[Stored items]
PR #3761, opened 2019-05-08
Issue 3670: Service side Grpc implementation for watermarking related apis

### LINKED ISSUE #3670: Watermark: Add Controller gRPC apis for writers to report time
**Problem description**
For watermarks, writers need to report time to controller via `mark` and `commitTxn` apis. 
For this we need to add a new mark api and add writer id and time to commitTxn api. 

The apis implementation should record time for writerId in the metadata. 
Also, committransaction workflow should make use of commit time to record time for writerId in metadata. 

**Problem location**
Controller grpc

Add new apis

shiveshr:
**Change log description**  
Controller grpc api implementation and metadata support for watermarking. 

**Purpose of the change**  
Fixes  #3670 

**What the code does** 
This PR adds an implementation for grpc apis `noteTimeForWriter` and `removeWriter`.  Also, it updates `commitTxn` api to take writerId, time and position. 

We have added new metadata for the writer mark. For PravegaTables, the writer mark for a stream go into a new table called `_system/_tables/stream/WritersMarkTable.#<id>`.

The key is `writerId` and the value is the mark for the writer with `writerId`. The writer mark is a new metadata record type that is introduced in this change set. It has the timestamp and the position of the writer. 

The writer mark can be updated via explicit request from the writer or during a transaction commit. 
For transaction commits, whenever we merge a transaction segment into its parent segment, we record the segment offset after the merge completes. The segment offset is stored in the metadata record of the active transaction. 

When all transactions in a batch are merged and before marking transactions as committed, we report marks for each transaction where its record contains commit offsets, then it invokes `store.noteTimeForWriter(writerId, time, commitOffsets)`. 

It is important to note that it is possible that a writer calls `removeWriter`, and that there are attempts to `noteTimeForWriter` after the writer is removed. This situation can arise in at least two ways:

1-  Writer calls `noteTimeForWriter` explicitly, in which case we will create a new record.
2- Transaction commits after remove-writer call completes.  

We do not handle this in any special way and let the marks be reported for writers. 

The responsibility for removing stale writers from known writers set will lie with watermarking periodic workflow implementation and will be tackled in a subsequent PR. 

**How to verify it**  
New unit tests added to test new metadata records.

### DIFF
--- a/controller/src/main/java/io/pravega/controller/server/ControllerService.java
+++ b/controller/src/main/java/io/pravega/controller/server/ControllerService.java
@@ -510,8 +510,8 @@ public class ControllerService {
         }
     }
 
-    public CompletableFuture<Controller.TimestampResponse> noteTimestampFromWriter(String scope, String stream, String writer, long timestamp, Map<Long, Long> streamCut) {
-        return streamStore.noteWriterMark(scope, stream, writer, timestamp, streamCut, null, executor)
+    public CompletableFuture<Controller.TimestampResponse> noteTimestampFromWriter(String scope, String stream, String writerId, long timestamp, Map<Long, Long> streamCut) {
+        return streamStore.noteWriterMark(scope, stream, writerId, timestamp, streamCut, null, executor)
                 .handle((r, e) -> {
                     Controller.TimestampResponse.Builder response = Controller.TimestampResponse.newBuilder();
                     if (e != null) {
--- a/controller/src/main/java/io/pravega/controller/server/ControllerService.java
+++ b/controller/src/main/java/io/pravega/controller/server/ControllerService.java
@@ -21,6 +21,7 @@ import io.pravega.controller.metrics.StreamMetrics;
 import io.pravega.controller.metrics.TransactionMetrics;
 import io.pravega.controller.store.stream.OperationContext;
 import io.pravega.controller.store.stream.ScaleMetadata;
+import io.pravega.controller.store.stream.StoreException;
 import io.pravega.controller.store.stream.StreamMetadataStore;
 import io.pravega.controller.store.stream.VersionedTransactionData;
 import io.pravega.controller.store.stream.records.StreamSegmentRecord;
@@ -331,14 +332,14 @@ public class ControllerService {
         return listOfSegment;
     }
 
-    public CompletableFuture<TxnStatus> commitTransaction(final String scope, final String stream, final TxnId
-            txnId) {
+    public CompletableFuture<TxnStatus> commitTransaction(final String scope, final String stream, final TxnId txnId, 
+                                                          final String writerId, final long timestamp) {
         Exceptions.checkNotNullOrEmpty(scope, "scope");
         Exceptions.checkNotNullOrEmpty(stream, "stream");
         Preconditions.checkNotNull(txnId, "txnId");
         Timer timer = new Timer();
         UUID txId = ModelHelper.encode(txnId);
-        return streamTransactionMetadataTasks.commitTxn(scope, stream, txId, null)
+        return streamTransactionMetadataTasks.commitTxn(scope, stream, txId, writerId, timestamp, null)
                 .handle((ok, ex) -> {
                     if (ex != null) {
                         log.warn("Transaction commit failed", ex);
@@ -507,6 +508,49 @@ public class ControllerService {
         } else if (status.equals(DeleteStreamStatus.Status.FAILURE)) {
             streamMetrics.deleteStreamFailed(scope, streamName);
         }
+    }
+
+    public CompletableFuture<Controller.TimestampResponse> noteTimestampFromWriter(String scope, String stream, String writer, long timestamp, Map<Long, Long> streamCut) {
+        return streamStore.noteWriterMark(scope, stream, writer, timestamp, streamCut, null, executor)
+                .handle((r, e) -> {
+                    Controller.TimestampResponse.Builder response = Controller.TimestampResponse.newBuilder();
+                    if (e != null) {
+                        response.setResult(Controller.TimestampResponse.Status.INTERNAL_ERROR);
+                    } else {
+                        switch (r) {
+                            case SUCCESS:
+                                response.setResult(Controller.TimestampResponse.Status.SUCCESS);
+                                break;
+                            case INVALID_TIME:
+                                response.setResult(Controller.TimestampResponse.Status.INVALID_TIME);
+                                break;
+                            case INVALID_POSITION:
+                                response.setResult(Controller.TimestampResponse.Status.INVALID_POSITION);
+                                break;
+                            default:
+                                response.setResult(Controller.TimestampResponse.Status.INTERNAL_ERROR);
+                                break;
+                        }
+                    }
+                    return response.build();
+                });
+    }
+ 
+    public CompletableFuture<Controller.WriterShutdownResponse> shutdownWriter(String scope, String stream, String writer) {
+        return streamStore.removeWriter(scope, stream, writer, null, executor)
+                .handle((r, e) -> {
+                    Controller.WriterShutdownResponse.Builder response = Controller.WriterShutdownResponse.newBuilder();
+                    if (e != null) {
+                        if (Exceptions.unwrap(e) instanceof StoreException.DataNotFoundException) {
+                            response.setResult(Controller.WriterShutdownResponse.Status.STREAM_DOES_NOT_EXIST);
+                        } else {
+                            response.setResult(Controller.WriterShutdownResponse.Status.INTERNAL_ERROR);
+                        }
+                    } else {
+                        response.setResult(Controller.WriterShutdownResponse.Status.SUCCESS);
+                    }
+                    return response.build();
+                });
     }
 
     // End metrics reporting region
--- a/controller/src/main/java/io/pravega/controller/server/ControllerService.java
+++ b/controller/src/main/java/io/pravega/controller/server/ControllerService.java
@@ -537,12 +537,12 @@ public class ControllerService {
     }
  
     public CompletableFuture<Controller.WriterShutdownResponse> shutdownWriter(String scope, String stream, String writer) {
-        return streamStore.removeWriter(scope, stream, writer, null, executor)
+        return streamStore.shutdownWriter(scope, stream, writer, null, executor)
                 .handle((r, e) -> {
                     Controller.WriterShutdownResponse.Builder response = Controller.WriterShutdownResponse.newBuilder();
                     if (e != null) {
                         if (Exceptions.unwrap(e) instanceof StoreException.DataNotFoundException) {
-                            response.setResult(Controller.WriterShutdownResponse.Status.STREAM_DOES_NOT_EXIST);
+                            response.setResult(Controller.WriterShutdownResponse.Status.UNKNOWN_WRITER);
                         } else {
                             response.setResult(Controller.WriterShutdownResponse.Status.INTERNAL_ERROR);
                         }
--- a/controller/src/main/java/io/pravega/controller/server/ControllerService.java
+++ b/controller/src/main/java/io/pravega/controller/server/ControllerService.java
@@ -536,18 +536,18 @@ public class ControllerService {
                 });
     }
  
-    public CompletableFuture<Controller.WriterShutdownResponse> shutdownWriter(String scope, String stream, String writer) {
+    public CompletableFuture<Controller.RemoveWriterResponse> removeWriter(String scope, String stream, String writer) {
         return streamStore.shutdownWriter(scope, stream, writer, null, executor)
                 .handle((r, e) -> {
-                    Controller.WriterShutdownResponse.Builder response = Controller.WriterShutdownResponse.newBuilder();
+                    Controller.RemoveWriterResponse.Builder response = Controller.RemoveWriterResponse.newBuilder();
                     if (e != null) {
                         if (Exceptions.unwrap(e) instanceof StoreException.DataNotFoundException) {
-                            response.setResult(Controller.WriterShutdownResponse.Status.UNKNOWN_WRITER);
+                            response.setResult(Controller.RemoveWriterResponse.Status.UNKNOWN_WRITER);
                         } else {
-                            response.setResult(Controller.WriterShutdownResponse.Status.INTERNAL_ERROR);
+                            response.setResult(Controller.RemoveWriterResponse.Status.INTERNAL_ERROR);
                         }
                     } else {
-                        response.setResult(Controller.WriterShutdownResponse.Status.SUCCESS);
+                        response.setResult(Controller.RemoveWriterResponse.Status.SUCCESS);
                     }
                     return response.build();
                 });
--- a/controller/src/main/java/io/pravega/controller/server/rpc/grpc/v1/ControllerServiceImpl.java
+++ b/controller/src/main/java/io/pravega/controller/server/rpc/grpc/v1/ControllerServiceImpl.java
@@ -448,14 +448,14 @@ public class ControllerServiceImpl extends ControllerServiceGrpc.ControllerServi
     }
 
     @Override
-    public void writerShutdown(Controller.WriterShutdownRequest request, StreamObserver<Controller.WriterShutdownResponse> responseObserver) {
+    public void removeWriter(Controller.RemoveWriterRequest request, StreamObserver<Controller.RemoveWriterResponse> responseObserver) {
         StreamInfo streamInfo = request.getStream();
         log.info("writerShutdown called for stream {}/{}, writer={}", streamInfo.getScope(),
                 streamInfo.getStream(), request.getWriter());
         authenticateExecuteAndProcessResults(() -> this.authHelper.checkAuthorization(
                 AuthResourceRepresentation.ofStreamInScope(streamInfo.getScope(), streamInfo.getStream()),
                 AuthHandler.Permissions.READ_UPDATE),
-                delegationToken  -> controllerService.shutdownWriter(streamInfo.getScope(),
+                delegationToken  -> controllerService.removeWriter(streamInfo.getScope(),
                         streamInfo.getStream(), request.getWriter()),
                 responseObserver);
     }
--- a/controller/src/main/java/io/pravega/controller/server/rpc/grpc/v1/ControllerServiceImpl.java
+++ b/controller/src/main/java/io/pravega/controller/server/rpc/grpc/v1/ControllerServiceImpl.java
@@ -333,7 +333,7 @@ public class ControllerServiceImpl extends ControllerServiceGrpc.ControllerServi
                 AuthHandler.Permissions.READ_UPDATE),
                 delegationToken -> controllerService.commitTransaction(request.getStreamInfo().getScope(),
                         request.getStreamInfo().getStream(),
-                        request.getTxnId()),
+                        request.getTxnId(), request.getWriterId(), request.getTimestamp()),
                 responseObserver);
     }
 
@@ -432,6 +432,37 @@ public class ControllerServiceImpl extends ControllerServiceGrpc.ControllerServi
                 responseObserver);
     }
 
+    // region watermarking apis
+
+    @Override
+    public void writerShutdown(Controller.WriterShutdownRequest request, StreamObserver<Controller.WriterShutdownResponse> responseObserver) {
+        StreamInfo streamInfo = request.getStream();
+        log.info("writerShutdown called for stream {}/{}, writer={}", streamInfo.getScope(),
+                streamInfo.getStream(), request.getWriter());
+        authenticateExecuteAndProcessResults(() -> this.authHelper.checkAuthorization(
+                AuthResourceRepresentation.ofStreamInScope(streamInfo.getScope(), streamInfo.getStream()),
+                AuthHandler.Permissions.READ_UPDATE),
+                delegationToken  -> controllerService.shutdownWriter(streamInfo.getScope(),
+                        streamInfo.getStream(), request.getWriter()),
+                responseObserver);
+    }
+
+    @Override
+    public void noteTimestampFromWriter(Controller.TimestampFromWriter request, StreamObserver<Controller.TimestampResponse> responseObserver) {
+        StreamInfo streamInfo = request.getPosition().getStreamInfo();
+        log.info("noteWriterMark called for stream {}/{}, writer={} time={}", streamInfo.getScope(),
+                streamInfo.getStream(), request.getWriter(), request.getTimestamp());
+        authenticateExecuteAndProcessResults(() -> this.authHelper.checkAuthorization(
+                AuthResourceRepresentation.ofStreamInScope(streamInfo.getScope(), streamInfo.getStream()),
+                AuthHandler.Permissions.READ_UPDATE),
+                delegationToken  -> controllerService.noteTimestampFromWriter(streamInfo.getScope(),
+                        streamInfo.getStream(), request.getWriter(), request.getTimestamp(), request.getPosition().getCutMap()),
+                responseObserver);
+    }
+
+
+    // endregion
+    
     // Convert responses from CompletableFuture to gRPC's Observer pattern.
     private <T> void authenticateExecuteAndProcessResults(Supplier<String> authenticator, Function<String, CompletableFuture<T>> call,
                                                           final StreamObserver<T> streamObserver, RequestTag requestTag) {
--- a/controller/src/main/java/io/pravega/controller/server/rpc/grpc/v1/ControllerServiceImpl.java
+++ b/controller/src/main/java/io/pravega/controller/server/rpc/grpc/v1/ControllerServiceImpl.java
@@ -433,20 +433,7 @@ public class ControllerServiceImpl extends ControllerServiceGrpc.ControllerServi
     }
 
     // region watermarking apis
-
-    @Override
-    public void writerShutdown(Controller.WriterShutdownRequest request, StreamObserver<Controller.WriterShutdownResponse> responseObserver) {
-        StreamInfo streamInfo = request.getStream();
-        log.info("writerShutdown called for stream {}/{}, writer={}", streamInfo.getScope(),
-                streamInfo.getStream(), request.getWriter());
-        authenticateExecuteAndProcessResults(() -> this.authHelper.checkAuthorization(
-                AuthResourceRepresentation.ofStreamInScope(streamInfo.getScope(), streamInfo.getStream()),
-                AuthHandler.Permissions.READ_UPDATE),
-                delegationToken  -> controllerService.shutdownWriter(streamInfo.getScope(),
-                        streamInfo.getStream(), request.getWriter()),
-                responseObserver);
-    }
-
+    
     @Override
     public void noteTimestampFromWriter(Controller.TimestampFromWriter request, StreamObserver<Controller.TimestampResponse> responseObserver) {
         StreamInfo streamInfo = request.getPosition().getStreamInfo();
@@ -460,7 +447,18 @@ public class ControllerServiceImpl extends ControllerServiceGrpc.ControllerServi
                 responseObserver);
     }
 
-
+    @Override
+    public void writerShutdown(Controller.WriterShutdownRequest request, StreamObserver<Controller.WriterShutdownResponse> responseObserver) {
+        StreamInfo streamInfo = request.getStream();
+        log.info("writerShutdown called for stream {}/{}, writer={}", streamInfo.getScope(),
+                streamInfo.getStream(), request.getWriter());
+        authenticateExecuteAndProcessResults(() -> this.authHelper.checkAuthorization(
+                AuthResourceRepresentation.ofStreamInScope(streamInfo.getScope(), streamInfo.getStream()),
+                AuthHandler.Permissions.READ_UPDATE),
+                delegationToken  -> controllerService.shutdownWriter(streamInfo.getScope(),
+                        streamInfo.getStream(), request.getWriter()),
+                responseObserver);
+    }
     // endregion
     
     // Convert responses from CompletableFuture to gRPC's Observer pattern.
--- a/controller/src/main/java/io/pravega/controller/store/stream/InMemoryStream.java
+++ b/controller/src/main/java/io/pravega/controller/store/stream/InMemoryStream.java
@@ -981,7 +981,7 @@ public class InMemoryStream extends PersistentStreamBase {
             }
         }
         
-        return CompletableFuture.completedFuture(null);
+        return result;
     }
 
     @Override
@@ -990,6 +990,7 @@ public class InMemoryStream extends PersistentStreamBase {
         
         synchronized (writersLock) {
             writerMarks.remove(writer);
+            result.complete(null);
         }
         
         return result;
@@ -1031,7 +1032,7 @@ public class InMemoryStream extends PersistentStreamBase {
             } else if (!Objects.equals(existing.getVersion(), version)) {
                 result.completeExceptionally(StoreException.create(StoreException.Type.WRITE_CONFLICT, "writer mark version mismatch"));
             } else {
-                this.writerMarks.put(writer, existing);
+                this.writerMarks.put(writer, updatedCopy);
                 result.complete(null);
             }
         }
--- a/controller/src/main/java/io/pravega/controller/store/stream/InMemoryStream.java
+++ b/controller/src/main/java/io/pravega/controller/store/stream/InMemoryStream.java
@@ -13,6 +13,7 @@ import com.google.common.annotations.VisibleForTesting;
 import com.google.common.base.Preconditions;
 import com.google.common.cache.Cache;
 import com.google.common.cache.CacheBuilder;
+import com.google.common.collect.ImmutableMap;
 import io.pravega.client.stream.StreamConfiguration;
 import io.pravega.common.concurrent.Futures;
 import io.pravega.controller.store.stream.records.ActiveTxnRecord;
@@ -28,6 +29,7 @@ import io.pravega.controller.store.stream.records.StateRecord;
 import io.pravega.controller.store.stream.records.StreamConfigurationRecord;
 import io.pravega.controller.store.stream.records.StreamCutRecord;
 import io.pravega.controller.store.stream.records.StreamTruncationRecord;
+import io.pravega.controller.store.stream.records.WriterMark;
 import io.pravega.controller.util.Config;
 
 import javax.annotation.concurrent.GuardedBy;
@@ -98,6 +100,11 @@ public class InMemoryStream extends PersistentStreamBase {
      */
     @GuardedBy("txnsLock")
     private final Map<Integer, Set<UUID>> epochTxnMap = new HashMap<>();
+
+    private final Object writersLock = new Object();
+
+    @GuardedBy("writersLock")
+    private final Map<String, VersionedMetadata<WriterMark>> writerMarks = new HashMap<>();
 
     InMemoryStream(String scope, String name) {
         this(scope, name, Duration.ofHours(Config.COMPLETED_TRANSACTION_TTL_IN_HOURS).toMillis());
@@ -710,7 +717,7 @@ public class InMemoryStream extends PersistentStreamBase {
                     activeTxns.entrySet().stream().collect(Collectors.toMap(Map.Entry::getKey, x -> x.getValue().getObject()))));
         }
     }
-
+    
     @Override
     CompletableFuture<List<Map.Entry<UUID, ActiveTxnRecord>>> getOrderedCommittingTxnInLowestEpoch() {
         List<Long> toPurge = new ArrayList<>();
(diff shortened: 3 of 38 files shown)


controller/src/main/java/io/pravega/controller/store/stream/InMemoryStream.java
```diff
@@ -959,6 +966,79 @@ private void handleStreamMetadataExists(final long timestamp, CompletableFuture<
...
+                result.complete(null);
+            }
+        }
+        
+        return result;
+    }
+
+    @Override
+    public CompletableFuture<Void> removeWriter(String writer) {
+        CompletableFuture<Void> result = new CompletableFuture<>();
```
tkaitchuck: Here and in the other methods in this file, you can use `CompletableFuture.completedFuture(null)`

controller/src/main/java/io/pravega/controller/store/stream/PersistentStreamBase.java
```diff
@@ -1173,6 +1180,65 @@ private long findSegmentSplitsMerges(List<StreamSegmentRecord> referenceSegments
         });
     }
 
+    @Override
+    public CompletableFuture<Void> recordCommitOffsets(final UUID txnId, final Map<Long, Long> commitOffsets) {
+        // The transaction may already have been committed and its record removed and this could be an idempotent run.
```
tkaitchuck: How does this handle the case were the transaction was committed and its record was removed but this was not successfully run?

controller/src/main/java/io/pravega/controller/store/stream/PersistentStreamBase.java
```diff
@@ -1173,6 +1180,65 @@ private long findSegmentSplitsMerges(List<StreamSegmentRecord> referenceSegments
...
+     * transaction record for which a writer with time and position information is available. 
+     */
+    CompletableFuture<Void> generateMarksForTransactions(CommittingTransactionsRecord committingTransactionsRecord) {
+        return Futures.allOf(committingTransactionsRecord.getTransactionsToCommit().stream().map(txId -> {
+            int epoch = RecordHelper.getTransactionEpoch(txId);
+            // Ignore data not found exceptions. DataNotFound Exceptions can be thrown because transaction record no longer 
+            // exists and this is an idempotent case. DataNotFound can also be thrown because writer's mark was deleted 
+            // as we attempted to update an existing record. Note: Delete can be triggered by writer explicitly calling
+            // shutdownWriter api. 
+            return Futures.exceptionallyExpecting(getActiveTx(epoch, txId)
```
tkaitchuck: A local variable would help with the indentation here.

controller/src/main/java/io/pravega/controller/store/stream/PersistentStreamBase.java
```diff
@@ -1420,6 +1486,89 @@ private TxnStatus handleDataNotFoundException(Throwable ex) {
...
+                });
+    }
+
+
+    /**
+     * Compares two given positions and returns true if position 2 is ahead of position 1. 
+     * 
+     * Note: This is not absolutely correct implementation because that would be a very costly computation. 
+     * This method simply checks if position 2 has a higher max segment number than position 1. 
+     * If those are equal, then it simply checks the offsets in each segment in position 2 to be ahead of same segment in
```
tkaitchuck: The implementation of the method actually is stronger than this comment. It compares all segment that overlap have increased.

controller/src/main/java/io/pravega/controller/store/stream/PersistentStreamBase.java
```diff
@@ -1420,6 +1486,89 @@ private TxnStatus handleDataNotFoundException(Throwable ex) {
...
+     * @return return true if position 2 is ahead of/or equal to position 1. false otherwise. 
+     */
+    @VisibleForTesting
+    boolean compareWriterPositions(Map<Long, Long> position1, Map<Long, Long> position2) {
+        ArrayList<Map.Entry<Long, Long>> sortedPosition1 = new ArrayList<>(position1.entrySet());
+        sortedPosition1.sort(Collections.reverseOrder(Comparator.comparingLong(Map.Entry::getKey)));
+        ArrayList<Map.Entry<Long, Long>> sortedPosition2 = new ArrayList<>(position2.entrySet());
+        sortedPosition2.sort(Collections.reverseOrder(Comparator.comparingLong(Map.Entry::getKey)));
+
+        long maxInPos2Only = position2.keySet().stream().filter(position1::containsKey).max(Long::compare).orElse(Long.MIN_VALUE);
```
tkaitchuck: nit: "only" isn't really needed in the name.

controller/src/main/java/io/pravega/controller/store/stream/ZKStream.java
```diff
@@ -666,6 +672,49 @@
...
+        String writerPath = getWriterPath(writer);
+        return store.getData(writerPath, WriterMark::fromBytes);
+    }
+
+    @Override
+    CompletableFuture<Void> updateWriterMarkRecord(String writer, long timestamp, ImmutableMap<Long, Long> position, Version version) {
+        String writerPath = getWriterPath(writer);
+        WriterMark mark = new WriterMark(timestamp, position);
+
+        return Futures.toVoid(store.setData(writerPath, mark.toBytes(), version));
```
tkaitchuck: It seems like this would expensive. This is going to get called a LOT.

controller/src/main/java/io/pravega/controller/server/ControllerService.java
```diff
@@ -509,5 +510,48 @@ private void reportDeleteStreamMetrics(String scope, String streamName, DeleteSt
...
+                    return response.build();
+                });
+    }
+ 
+    public CompletableFuture<Controller.WriterShutdownResponse> shutdownWriter(String scope, String stream, String writer) {
+        return streamStore.removeWriter(scope, stream, writer, null, executor)
+                .handle((r, e) -> {
+                    Controller.WriterShutdownResponse.Builder response = Controller.WriterShutdownResponse.newBuilder();
+                    if (e != null) {
+                        if (Exceptions.unwrap(e) instanceof StoreException.DataNotFoundException) {
```
tkaitchuck: This needs test coverage.

controller/src/main/java/io/pravega/controller/store/stream/InMemoryStream.java
```diff
@@ -959,6 +966,79 @@ private void handleStreamMetadataExists(final long timestamp, CompletableFuture<
...
 
+    @Override
+    CompletableFuture<Void> createWriterMarkRecord(String writer, long timestamp, ImmutableMap<Long, Long> position) {
+        CompletableFuture<Void> result = new CompletableFuture<>();
+        WriterMark mark = new WriterMark(timestamp, position);
+
+        synchronized (writersLock) {
+            VersionedMetadata<WriterMark> existing = writerMarks.get(writer);
+            if (existing != null) {
+                result.completeExceptionally(StoreException.create(StoreException.Type.DATA_EXISTS, "writer mark exists"));
```
andreipaduroiu: You can just return `new CompletableFuture(...)` or `Futures.failedFuture(...)` instead of creating a `result` variable. That will force whomever will modify this in the future to always return something (there is a possibility that they may just return an incomplete Future).

controller/src/main/java/io/pravega/controller/store/stream/PersistentStreamBase.java
andreipaduroiu: Both this and the next lines are guaranteed to be O(n). You can make this at most O(n) by looping through the already sorted positions (descending) which will prevent you from doing unnecessary comparisons.

andreipaduroiu: Actually why do you sort them anyway? You never seem to use `sortedPosition1` or ``sortedPosition2` anywhere.

controller/src/main/java/io/pravega/controller/store/stream/PersistentStreamBase.java
```diff
@@ -1420,6 +1486,89 @@ private TxnStatus handleDataNotFoundException(Throwable ex) {
...
+        long maxInPos1Only = position1.keySet().stream().filter(position2::containsKey).max(Long::compare).orElse(Long.MIN_VALUE);
+        
+        boolean compareMaxes = maxInPos2Only >= maxInPos1Only;
+        
+        boolean compareOverlaps = position2.entrySet().stream().filter(x -> position1.containsKey(x.getKey()))
```
andreipaduroiu: Do this computation lazily, only if `compareMaxes` is false.

andreipaduroiu: Also you are double-getting from `position1`. Once in `filter` and once in `allMatch`.

controller/src/main/java/io/pravega/controller/server/ControllerService.java
```diff
@@ -509,5 +510,48 @@ private void reportDeleteStreamMetrics(String scope, String streamName, DeleteSt
         }
     }
 
+    public CompletableFuture<Controller.TimestampResponse> noteTimestampFromWriter(String scope, String stream, String writer, long timestamp, Map<Long, Long> streamCut) {
+        return streamStore.noteWriterMark(scope, stream, writer, timestamp, streamCut, null, executor)
```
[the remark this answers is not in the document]
shiveshr: The problem in doing it at controller is, these request could land up different controller instances. 
A writer is best suited to handle it IMO

controller/src/main/java/io/pravega/controller/store/stream/PersistentStreamBase.java
shiveshr: Txn record removal is the last step. Record commit offsets is an intermediate step during commit workflow. So if this was not run successfully then txn removal would not have happened. 

Here is the flow:
we first merge transaction segments. Then we fetch the size. Then update the commitOffsets in transaction's metadata. 
Once we have completed above operations for a batch, for each transaction in the committing set, we generate their marks and then move them to committed state (remove activeTxnRecord and create a new CompletedTxnRecord).

controller/src/main/java/io/pravega/controller/store/stream/PersistentStreamBase.java
shiveshr: The comment mentions that
>       * If those are equal, then it simply checks the offsets in each segment in position 2 to be ahead of same segment in

controller/src/main/java/io/pravega/controller/store/stream/PersistentStreamBase.java
shiveshr: Actually you are right.. I was doing more checks with sorting.. but i realized those checks are inconclusive. I intended to not have the sorted as it is useless.

controller/src/main/java/io/pravega/controller/store/stream/ZKStream.java
shiveshr: Yes, but its inevitable. We need to store marks as these requests could be received on different controller instances. Besides we dont hold all of this in memory anyway.

controller/src/main/java/io/pravega/controller/store/stream/PersistentStreamBase.java
shiveshr: Actually, this was a miss on my part. I had a simple check in the first commit. Then i tried improving the comparison check for two positions and realized that without retrieving metadata information about ranges corresponding to segments, it would not be possible to draw any stronger conclusions so i reverted my changes but did not clean it properly. I dont need sorted position sets. I just need to find max and compare maxes.

controller/src/main/java/io/pravega/controller/store/stream/InMemoryStream.java
shiveshr: Checkstyle sometimes complains about number of `returns` from a method.

controller/src/main/java/io/pravega/controller/store/stream/PersistentStreamBase.java
tkaitchuck: Right, it doesn't just do that check "if they are equal" it does it all the time.

shiveshr: Fixed the impl to do the latter iff they are equal

tkaitchuck: That's the opposite of what I was suggesting. The impl as it was was fine. I just wanted the doc to reflect it.

controller/src/main/java/io/pravega/controller/store/stream/InMemoryStream.java
tkaitchuck: There should be a limit, but that limit is not 1. So having one for each branch of the if is ok.

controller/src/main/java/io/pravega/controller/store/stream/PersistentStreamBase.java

Exercise brief: Retype exactly the lines from the first line of the records above through the line containing "of the writer.", both included, and nothing else.

Result:
PR #3761, opened 2019-05-08
Issue 3670: Service side Grpc implementation for watermarking related apis

### LINKED ISSUE #3670: Watermark: Add Controller gRPC apis for writers to report time
**Problem description**
For watermarks, writers need to report time to controller via `mark` and `commitTxn` apis. 
For this we need to add a new mark api and add writer id and time to commitTxn api. 

The apis implementation should record time for writerId in the metadata. 
Also, committransaction workflow should make use of commit time to record time for writerId in metadata. 

**Problem location**
Controller grpc

Add new apis

shiveshr:
**Change log description**  
Controller grpc api implementation and metadata support for watermarking. 

**Purpose of the change**  
Fixes  #3670 

**What the code does** 
This PR adds an implementation for grpc apis `noteTimeForWriter` and `removeWriter`.  Also, it updates `commitTxn` api to take writerId, time and position. 

We have added new metadata for the writer mark. For PravegaTables, the writer mark for a stream go into a new table called `_system/_tables/stream/WritersMarkTable.#<id>`.

The key is `writerId` and the value is the mark for the writer with `writerId`. The writer mark is a new metadata record type that is introduced in this change set. It has the timestamp and the position of the writer. 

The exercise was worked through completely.